The convoluted, politicized and hugely expensive issue of the "doc fix" is back in the spotlight after falling by the wayside along with health reform. Unlike health care reform, however, the “doc fix” will likely be passed through Congress without a blink, incurring a $82 billion expense to the U.S. taxpayer. The "doc fix" provides a stopgap to Medicare payments that give doctors less than market value for their services. It doesn't even provide doctors with the full market value; usually, it only covers it to about 80% of what the private sector would pay. But without the doc fix—with Medicare alone—that reimbursement rate would be somewhere near 60%.

Medicare reimburses at a rate that much lower because of 1997 balanced budget legislation, which prohibits medical expenses from rising faster than inflation. However, medical expenses have risen much faster than inflation. So while the standard Medicare reimbursements are kept at the unreasonably low rate, the "fix" bumps them up just enough to make doctors accept them.

What's curious about this year's “fix” is the lack of political attention given to the issue in the wake of vicious political battles over payment options for Obamacare. A version of the "doc fix" was surreptitiously excluded from the health reform bill because lawmakers didn't want to make the bill any pricier. But passing it separately is apparently not a problem for lawmakers, who see a vote against entitlements as political suicide. It's in no party's interest to take on both seniors and the medical lobby.

Michael Cannon, director of health policy studies at the Cato Institute, says he doesn't even like calling the stopgap a "fix" because it's not fixing anything. Instead, it's allowing Congress to continue living in their alternate reality, where medical expenses cost whatever they say they cost. "Because the government's price controls are set in the wrong place, and you're going to put a ‘correction’ in place to fix it? C'mon," said Cannon.

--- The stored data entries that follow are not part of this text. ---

PR #19161, opened 2024-11-07
Asymmetrically Replicated Instructions in Replication Analysis

philipphack:
Extends the HLO replication analysis to handle asymmetrically replicated instructions with replica groups covering multiple partitions and replicas.

### DIFF
--- a/xla/hlo/analysis/hlo_replication_analysis.cc
+++ b/xla/hlo/analysis/hlo_replication_analysis.cc
@@ -37,6 +37,81 @@ limitations under the License.
 #include "xla/xla_data.pb.h"
 
 namespace xla {
+namespace {
+// When cross_partition_spmd is true, returns the partition IDs of all
+// replica groups in which a given replica participates. Specfically, the k-th
+// element of the outermost vector in the returned data structure holds the
+// partition IDs converted from the global IDs in a collective's
+// replica_groups field for replica k.
+//
+// When cross_partition_spmd is false, returns the replica IDs of all
+// replica groups in which a given partition participates. Specfically, the k-th
+// element of the outermost vector in the returned data structure holds the
+// replica IDs converted from the global IDs in a collective's replica_groups
+// field for partition k.
+std::vector<std::vector<std::vector<int64_t>>> GroupsForReplicas(
+    absl::Span<const ReplicaGroup> groups, int64_t num_partitions,
+    int64_t replica_count, bool cross_partition_spmd) {
+  std::vector<std::vector<std::vector<int64_t>>> groups_for_replicas(
+      cross_partition_spmd ? replica_count : num_partitions);
+  int64_t num_replicas = cross_partition_spmd ? replica_count : num_partitions;
+  for (const ReplicaGroup& group : groups) {
+    for (int64_t idx = 0; idx < num_replicas; ++idx) {
+      std::vector<int64_t> ids;
+      for (int64_t id : group.replica_ids()) {
+        int64_t rid = id / num_partitions;
+        int64_t pid = id % num_partitions;
+        if ((cross_partition_spmd ? rid : pid) == idx) {
+          ids.push_back(cross_partition_spmd ? pid : rid);
+        }
+      }
+      if (!ids.empty()) {
+        groups_for_replicas[idx].emplace_back(std::move(ids));
+      }
+    }
+  }
+  return groups_for_replicas;
+}
+
+// Returns a vector of vectors such that two ints appear in the same inner
+// vector iff they appear in the same inner vector of both groups0 and groups1.
+//
+// Example:
+//
+//  groups0 = {{0,1,2,3},{4,5,6,7}}
+//  groups1 = {{0,3,4,5},{1,2,6,7}}
+//
+//  MergeGroups(groups0, groups1) returns {{0,3},{1,2},{4,5},{6,7}}.
+std::vector<std::vector<int64_t>> MergeGroups(
+    absl::Span<const std::vector<int64_t>> groups0,
+    absl::Span<const std::vector<int64_t>> groups1) {
+  auto groups_idx_for_target = [](absl::Span<const std::vector<int64_t>> groups,
+                                  int64_t target) -> int64_t {
+    for (int groups_idx = 0; groups_idx < groups.size(); ++groups_idx) {
+      for (int64_t element : groups[groups_idx]) {
+        if (element == target) {
+          return groups_idx;
+        }
+      }
+    }
+    LOG(FATAL) << "Unable to find target.";
+  };
+
+  std::vector<std::vector<int64_t>> merged_groups;
+  absl::flat_hash_map<std::pair<int64_t, int64_t>, std::vector<int64_t>>
+      groups_idxs_to_elements;
+  for (int groups0_idx = 0; groups0_idx < groups0.size(); ++groups0_idx) {
+    for (int64_t element : groups0[groups0_idx]) {
+      int64_t groups1_idx = groups_idx_for_target(groups1, element);
+      groups_idxs_to_elements[{groups0_idx, groups1_idx}].push_back(element);
+    }
+  }
+  for (const auto& [pair, group] : groups_idxs_to_elements) {
+    merged_groups.emplace_back(std::move(group));
+  }
+  return merged_groups;
+}
+}  // namespace
 
 // Determines whether an HLO instruction is replicated at index based on current
 // knowledge in hlo_replication. When cross_partition_spmd is true, the
@@ -50,10 +125,6 @@ HloReplicationAnalysis::DetermineHloInstructionIsReplicated(
     const absl::flat_hash_map<const HloInstruction*, ShapeTree<HloReplication>>&
         hlo_replication,
     bool support_partial_replication) {
-  struct IDs {
-    int64_t pid;
-    int64_t rid;
-  };
   const auto merge_operand_replication = [&hlo_replication](
                                              const HloInstruction* inst) {
     HloReplication replication = HloReplication::ReplicatedOnAllDevices();
@@ -85,7 +156,10 @@ HloReplicationAnalysis::DetermineHloInstructionIsReplicated(
         return HloReplication::ReplicatedOnAllDevices();
       }
       if (support_partial_replication) {
-        std::vector<std::vector<std::vector<int64_t>>> groups_for_replicas(1);
+        const int64_t num_partitions =
+            hlo->GetModule()->config().num_partitions();
+        std::vector<std::vector<std::vector<int64_t>>> groups_for_replicas(
+            num_partitions);
         for (const ReplicaGroup& replica_group : hlo->replica_groups()) {
           std::vector<int64_t> group_for_replica;
           for (auto id : replica_group.replica_ids()) {
@@ -93,6 +167,8 @@ HloReplicationAnalysis::DetermineHloInstructionIsReplicated(
           }
           groups_for_replicas[0].push_back(group_for_replica);
         }
+        std::fill(groups_for_replicas.begin() + 1, groups_for_replicas.end(),
+                  groups_for_replicas.front());
         return HloReplication::PartiallyReplicated(groups_for_replicas);
       } else {
         return HloReplication::UniqueOnAllDevices();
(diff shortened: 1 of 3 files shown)


xla/hlo/analysis/hlo_replication_analysis.cc
```diff
@@ -94,45 +105,92 @@ HloReplicationAnalysis::DetermineHloInstructionIsReplicated(
...
           }
-          replicated_across_partitions &=
-              visited_partitions.size() == num_partitions;
-          replicated_across_replicas &=
-              visited_replicas.size() ==
-              hlo->GetModule()->config().replica_count();
           if (support_partial_replication) {
-            device_sets_storage.push_back(device_set);
-            device_sets.push_back(device_sets_storage.back());
+            device_sets.push_back(std::move(device_set));
```
reedwm, line 135: This almost works, but it will potentially fail in the case where cross_partition_spmd=true if a device_sets contains different replicas. For example, I think the following case fails by having HloInstructionIsReplicatedAt incorrectly return true.

num_partitions = 2
num_replicas = 2
cross_partition_spmd = true
all gather replica_groups = {{0,3}{1,2}}
replica_groups passed to HloInstructionIsReplicatedAt = {{0,1}}

I haven't personally tried this case, but the issue is that device_sets will be {{0,1},{0,1}}. It will seem replicated since the two sets each have both partitions: 0 and 1. But they are on different replicas, and so are not truly replicated.

---

I'll describe the algorithm I think you should implement. @pkanwar23 helped me come up with it. I will use this example when describing it:

num_partitions = 6
num_replicas = 2
cross_partition_spmd = true
all gather replica_groups = {{0,1,4,5,6,10},{2,3,7,8,9,11}

The algorithm is as follows. Let `M = num_partitions, N = num_replicas`. In DetermineHloInstructionIsReplicated, create an array `int id_to_group[M][N]`, such that `id_to_group[m][n]` maps device `(m, n)` to the replica_group that device appears in. For example, the array in the example above would be (I use A to refer to replica_group 0 and B to refer to replica_group 1):

| | replica 0  | replica 1 |
| --- | ------------- | ------------- |
| **partition 0** | A  | A  |
| **partition 1** | A  | B  |
| **partition 2** | B  | B  |
| **partition 3** | B  | B  |
| **partition 4** | A  | A  |
| **partition 5** | A  | B  |

Store `id_to_group`  inside PartiallyReplicated and return it from `DetermineHloInstructionIsReplicated`

Within `IsReplicatedWithinSubgroup`, we are given a `replica_groups` parameter. We must use this and the `id_to_group` table to determine if for each replica, the partitions are replicated according to `replica_groups`. I'll describe how with a concrete example. Suppose the `replica_groups` parameter is `{0,4},{1,5},{2,3}`. We process each of the three groups separately, returning false if any group is non-replicated. For `{0,4}`, we check that rows 0 and 4 in the table are identical. In this case, they are both `(A, A)`, so we do not return false. Similarly, rows 1 and 5 are the same (both `(A, B)`), and rows 2 and 3 are the same (both `(B, B)`). So all groups are replicated, and we return true.

Now suppose `replica_groups` is instead `{0,4,5},{1,2,3}`. In this case, rows 4 and 5 within the first group are not the same , so we return false.

xla/hlo/analysis/hlo_replication_analysis.cc
```diff
@@ -39,14 +39,21 @@ limitations under the License.
 namespace xla {
 
 // Determines whether an HLO instruction is replicated at index based on current
-// knowledge in hlo_replication.
+// knowledge in hlo_replication. When cross_partition_spmd is true, the
+// instruction must be replicated across all partitions on each replica.
+// Similarly, when cross_partition_spmd is false, the instruction must be
+// replicated across all replicas on ecah partition.
```
reedwm, line 45: Typo: "ecah"

xla/hlo/analysis/hlo_replication_analysis_test.cc
```diff
@@ -789,6 +795,177 @@ ENTRY entry {
...
+          module.get(),
+          /*cross_partition_spmd=*/true));
+
+  std::array<ReplicaGroup, 3> replica_groups0;
+  replica_groups0[0].add_replica_ids(0);
+  replica_groups0[0].add_replica_ids(1);
+  replica_groups0[1].add_replica_ids(2);
+  replica_groups0[1].add_replica_ids(3);
+  replica_groups0[2].add_replica_ids(4);
+  replica_groups0[2].add_replica_ids(5);
```
reedwm, line 825: Create a helper function making it easy to create a vector of ReplicaGroups on one line so you can do

```C++
std::vector<ReplicaGroup> replica_groups0 = CreateReplicaGroups({{0,1},{2,3},{4,5}});
```

xla/hlo/analysis/hlo_replication_analysis_test.cc
```diff
@@ -789,6 +795,177 @@ ENTRY entry {
...
+
+TEST_F(
+    HloReplicationAnalysisTest,
+    PartiallyReplicatedAllGatherFlattenedIDReplicationAnalysisAsymmetricGroups) {
+  const std::string module_str = R"(
+HloModule GlobalIdAllGather
+
+ENTRY entry {
+  param = f32[1] parameter(0)
+  ROOT all_gather = f32[6] all-gather(param), replica_groups={{0,1,2,3,4,6},{5,7,8,9,10,11}}, dimensions={0}, use_global_device_ids=true, channel_id=1
```
reedwm, line 849: The added functions are all almost identical. To avoid verbosity, I would have have a helper function `CollectiveIsReplicated` so you could do, e.g.

```c++
EXPECT_FALSE(CollectiveIsReplicated(
    /*collective_replica_groups=*/{{0,1,2,3,4,6},{5,7,8,9,10,11}}, 
    /*replica_count=*/6, 
    /*num_partitions=*/2, 
    /*cross_partition_spmd=*/false, 
    /*analysis_replica_groups=*/{{0,1},{2,3},{4,5}}));
```

reedwm (changes requested):

xla/hlo/analysis/hlo_replication_analysis.cc
philipphack: Thanks for the suggestion! As discussed, I made a small change to the existing implementation which should cover the case you mentioned.

reedwm (changes requested):

xla/hlo/analysis/hlo_replication_analysis.cc
```diff
@@ -37,6 +37,81 @@ limitations under the License.
...
+      for (int64_t element : groups[groups_idx]) {
+        if (element == target) {
+          return groups_idx;
+        }
+      }
+    }
+    LOG(FATAL) << "Unable to find target.";
+  };
+
+  std::vector<std::vector<int64_t>> merged_groups;
```
reedwm, line 100: Move this right before the for-loop where it's used

xla/hlo/analysis/hlo_replication_analysis.cc
```diff
@@ -37,6 +37,81 @@ limitations under the License.
...
+// replica groups in which a given partition participates. Specfically, the k-th
+// element of the outermost vector in the returned data structure holds the
+// replica IDs converted from the global IDs in a collective's replica_groups
+// field for partition k.
+std::vector<std::vector<std::vector<int64_t>>> GroupsForReplicas(
+    absl::Span<const ReplicaGroup> groups, int64_t num_partitions,
+    int64_t replica_count, bool cross_partition_spmd) {
+  std::vector<std::vector<std::vector<int64_t>>> groups_for_replicas(
+      cross_partition_spmd ? replica_count : num_partitions);
+  int64_t num_replicas = cross_partition_spmd ? replica_count : num_partitions;
```
reedwm, line 57: Swap these two lines, and use `num_replicas` in the definition of `groups_for_replicas`

xla/hlo/analysis/hlo_replication_analysis.cc
```diff
@@ -78,11 +156,20 @@ HloReplicationAnalysis::DetermineHloInstructionIsReplicated(
         return HloReplication::ReplicatedOnAllDevices();
       }
       if (support_partial_replication) {
-        std::vector<absl::Span<const int64_t>> device_sets;
+        const int64_t num_partitions =
+            hlo->GetModule()->config().num_partitions();
+        std::vector<std::vector<std::vector<int64_t>>> groups_for_replicas(
+            num_partitions);
```
reedwm, line 162: I think it's slightly more elegant to create a doubly-nested vector, std::vector<std::vector<int64_t>>, fill it out, then call `std::fill` on it. You can name it `groups`

reedwm (changes requested):

reedwm (approved):

golechwierowicz:
@philipphack, looks like it breaks `WhileLoopAllReduceCodeMotionTest.DynamicSliceAllReduceDynamicUpdateSliceAccumulate`.

reedwm (approved):

reedwm:
As we discussed offline -- unfortunately this causes an internal model to have a regression in compile time, on 8192 devices. It goes from taking 2 minutes to 19 minutes to compile. One issue is the `GroupsForReplicas` has an O(N^2) algorithm. By repalcing the function with the following, `GroupsForReplicas` goes from about .25 seconds a call to .0005 seconds a call.

```c++
std::vector<std::vector<std::vector<int64_t>>> GroupsForReplicas(
    absl::Span<const ReplicaGroup> groups, int64_t num_partitions,
    int64_t replica_count, bool cross_partition_spmd) {
  LOG(INFO) << "RRR Starting GroupsForReplicas, num_partitions=" << num_partitions << ", replica_count=" << replica_count << ", cross_partition_spmd=" << cross_partition_spmd;
  int64_t num_replicas = cross_partition_spmd ? replica_count : num_partitions;
  std::vector<std::vector<std::vector<int64_t>>> groups_for_replicas(
      num_replicas);
  for (const ReplicaGroup& group : groups) {
    for (int idx = 0; idx < num_replicas; ++idx) {
      if (groups_for_replicas[idx].empty() || !groups_for_replicas[idx].back().empty()) {
        groups_for_replicas[idx].push_back({});
      }
    }
    for (int64_t id : group.replica_ids()) {
      int64_t rid = id / num_partitions;
      int64_t pid = id % num_partitions;
      int64_t outer_id = cross_partition_spmd ? rid : pid;
      int64_t inner_id = cross_partition_spmd ? pid : rid;
      groups_for_replicas[outer_id].back().push_back(inner_id);
    }
  }
  for (int idx = 0; idx < num_replicas; ++idx) {
    if (!groups_for_replicas[idx].empty() && groups_for_replicas[idx].back().empty()) {
      groups_for_replicas[idx].pop_back();
    }
  }

  LOG(INFO) << "RRR Finished GroupsForReplicas";
  return groups_for_replicas;
}
```

But, the HLO still takes 13 minutes to compile. I'll either get you some HLO to reproduce, or keep debugging later.

reedwm:
As further discussed offline, we can improve performance further by replacing functions `HloReplication::Equal` and `MergeGroups` with the following:

```c++
bool HloReplicationAnalysis::HloReplication::Equal(
    const HloReplication& other) const {
  if (state_ != other.state_) {
    return false;
  }
  // LOG(INFO) << "RRR Starting HloReplication::Equal, groups_for_replicas_.size()=" << groups_for_replicas_.size();
  // LOG(INFO) << "RRR Starting HloReplication::Equal";
  CHECK_EQ(groups_for_replicas_.size(), other.groups_for_replicas_.size());
  for (int k = 0; k < groups_for_replicas_.size(); ++k) {
    // LOG(INFO) << "RRR Starting HloReplication::Equal for replica " << k << " with " << groups_for_replicas_[k].size() << " groups";
    std::set<std::vector<int64_t>> groups_for_replica_set(
        groups_for_replicas_[k].begin(), groups_for_replicas_[k].end());
    std::set<std::vector<int64_t>> other_groups_for_replica_set(
        other.groups_for_replicas_[k].begin(),
        other.groups_for_replicas_[k].end());
    if (groups_for_replica_set != other_groups_for_replica_set) {
      // LOG(INFO) << "RRR Finished HloReplication::Equal";
      return false;
    }
  }
  // LOG(INFO) << "RRR Finished HloReplication::Equal";
  return true;
}
```

```c++
std::vector<std::vector<int64_t>> MergeGroups(
    absl::Span<const std::vector<int64_t>> groups0,
    absl::Span<const std::vector<int64_t>> groups1) {
  // LOG(INFO) << "RRR Starting MergeGroups, groups0.size=" << groups0.size() << ", groups1.size=" << groups1.size();
  std::unordered_map<int64_t, int64_t> groups1_elem_to_groups_idx;
  for (int groups1_idx = 0; groups1_idx < groups1.size(); ++groups1_idx) {
    for (int64_t element : groups1[groups1_idx]) {
      groups1_elem_to_groups_idx[element] = groups1_idx;
    }
  }
  auto groups_idx_for_target = [&groups1_elem_to_groups_idx](absl::Span<const std::vector<int64_t>> groups,
                                  int64_t target) -> int64_t {
    CHECK(groups1_elem_to_groups_idx.count(target));
    return groups1_elem_to_groups_idx[target];
    LOG(FATAL) << "Unable to find target.";
  };

  absl::flat_hash_map<std::pair<int64_t, int64_t>, std::vector<int64_t>>
      groups_idxs_to_elements;
  for (int groups0_idx = 0; groups0_idx < groups0.size(); ++groups0_idx) {
    for (int64_t element : groups0[groups0_idx]) {
      int64_t groups1_idx = groups_idx_for_target(groups1, element);
      groups_idxs_to_elements[{groups0_idx, groups1_idx}].push_back(element);
    }
  }
  std::vector<std::vector<int64_t>> merged_groups;
  for (const auto& [pair, group] : groups_idxs_to_elements) {
    merged_groups.emplace_back(std::move(group));
  }
  // LOG(INFO) << "RRR Finished MergeGroups";
  return merged_groups;
}
```

This new functions improve the big-O complexity to O(N) from O(N^2), where N is the number of devices (8192 in the internal model). But even with these new function, compilation take 2 minutes 30 seconds to compile, vs 1 minute 58 seconds without this PR.

The profile for the clean runs show HloReplicationAnalysis taking about 1.76% of the time, with about half of that in Merge. The PR run show it taking 25% of the time, with slightly more than half of the time in Merge and Equal. Unfortunately, I think we'll need much more optimization work. This PR fixes existing correctness issues, so its important to get it in, but I think this is doable without sacrificing compile-time performance.

I'll see if I can get a small example to reproduce this issue, which will make it easier to debug and additionally allow you to debug.

reedwm (approved):

reedwm:
I'm currently working on merging this. As discussed, I'm changing the data structure in `HloReplication` from `std::vector<absl::flat_hash_set<std::vector<int64_t>>>` to `std::vector<std::vector<int64_t>>` when merging. The pending commit with these changes is https://github.com/openxla/xla/pull/20347/commits/e936938439dd81a4c4437223278bd33635be7b8c. The new data structure stores, in `device_set_root_per_replica_[i][j]`, the first partition ID in the group that partition `j` is part of, within replica `i`. The algorithms in the implementation have been changed accordingly. This fixes the compile-time regression in the internal model I mentioned above.

I think the new data structure is relatively simple and reasonable, but let me know if you disagree.

There's also an issue in `collective_quantizer_test.cc` in that it didn't specify the number of partitions, causing it to default to 1, which caused a crashed in HLO replication analysis since it assumed partition IDs are never out-of-bounds. I'll fix collective_quantizer_test.cc in the merge commit as well.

This year, the price will be higher than normal, because Congress is planning on a 5-year "fix" to their problem instead of their usual 1-year fix. The total is estimated at $82 billion, which will prevent doctors from suffering a 21% cut in fees.

The $82 billion 5-year plan is nothing compared with the $200 billion cost of a 10-year plan, or what legislators like to call "permanent." The only reason it's considered “permanent” is because the budget outlook for this issue only extends 10 years into the future.

National Center for Policy Analysis president John Goodman said that there isn't really isn't an end in sight to this issue because of the lack of political will, the inability for Congress to ever effectively address entitlement reforms and the wrong-headed approach that Congress takes to the practice of medicine as a whole. "It never works to have the payers tell the providers how to practice medicine," said Goodman.